Ao concluir o trabalho, após muitas leituras e com trocas de informações, pude constatar a importância das idéias trazidas por D’Ambrósio e outros autores, que tiveram um papel fundamental para o processo e desenvolvimento dessa prática. Algumas dificuldades durante a elaboração do planejamento houve, porém me fizeram repensar algumas questões que estavam fazendo parte do meu fazer pedagógico. Consegui perceber a diferença de certas teorias, que ainda estão muito presente nas salas de aula, e procurei buscar estratégias diferentes daquelas até então utilizadas. A Etnomatemática vem nos mostrar um fazer pedagógico real, voltado e direcionado à cultura dessas pessoas fragilizadas.
Penso que este trabalho tenha contribuído na aprendizagem dos alunos, visto que, todas as atividades trabalhadas, tiveram sua “nascente” na realidade cultural de cada um. Isso faz a diferença. Essa aprendizagem faz sentido e, mais, vem complementar e sustentar os conteúdos, que de uma maneira ou outra, nós professores, devemos cumprir e dar conta até o final do ano letivo. Porém esses conteúdos são apreendidos de uma maneira natural, partindo de um contexto cultural. Alguns conteúdos trabalhados não, necessariamente faziam parte daqueles que eu, enquanto professora, precisaria “dar conta”. Como por exemplo, em algumas atividades realizaram cálculos de multiplicação.
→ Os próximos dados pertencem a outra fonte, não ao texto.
PR #635, opened 2025-01-18
[WIP] Added new logging system to create and write stuff into .log files

iZePlayzYT:

PR #679, opened 2025-02-24
New logging system with file output

kermeow:
This is a continuation of #635 that has been rebased with latest dev.
I also went through every file that already contained `LOG_*` macros to make sure they wouldn't spam the logs.

- `debuglog.h` has been replaced with `log.h`/`log.c`
- `LOG_*` macros have been made to replicate the previous behaviour
- `LOG_*_VERBOSE` macros have been made to replicate filename logging and debug print behaviour
- `LOG_DEBUG` and `LOG_DEBUG_VERBOSE` are occluded from release builds

Translation will be needed for the "Verbose Logs" misc option that has replaced the old debug log options.

cc: @iZePlayzYT


iZePlayzYT (dismissed):
Looks good!

kermeow:
This seems pretty ready to me now.
If there are any last minute changes needed then now is the perfect time to bring them up!
iZe suggested adding a crash report to the log but I feel like that should be a whole other thing instead of tying everything in with the log file.

A **_LOT_** of files were changed here and, while it builds and runs successfully, I don't trust myself to have not forgotten something. plz review @Isaac0-dev 🙏

iZePlayzYT:
@kermeow i didnt mean that we should create a seperate crash log file, but if the game crashes it would be helpful if some details why it crashed would be saved into the log file. especially helpful when you already closed the game and still want to report the "bug" or "problem" in discord for example.

AgentXLP:
Is anything gonna be done with this

kermeow:
This can probably be closed if there are no plans to review it any time soon.
In that case I'll consider coming up with a better way of doing this later.

AgentXLP:
Did you read what they said about coming up with a better way

iZePlayzYT:
> Did you read what they said about coming up with a better way

Yes but nobody said the current implementation is bad before. I guess @kermeow assumed this because it didnt get reviewed yet.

A diferença é que, nessa atividade o importante, para mim, não era o cálculo (algoritmo) armado e sim, obter a resposta, o cálculo mental. Na atividade onde tiveram o manuseio de “dinheirinhos”, procurei já proporcionar momentos em que tivessem contato com esse material, visto que, é algo que faz parte do dia-a-dia de todos nós. Quando falo aqui nesse contato com material concreto (dinheirinho), penso que esse recurso é concreto por se tratar de algo que toca em relação à vida real. Nada mais real do que trabalhar com recursos reais. O que adiante oferecermos a elas materiais que não vão poder utilizar quando se defrontarem com “situações problemas”?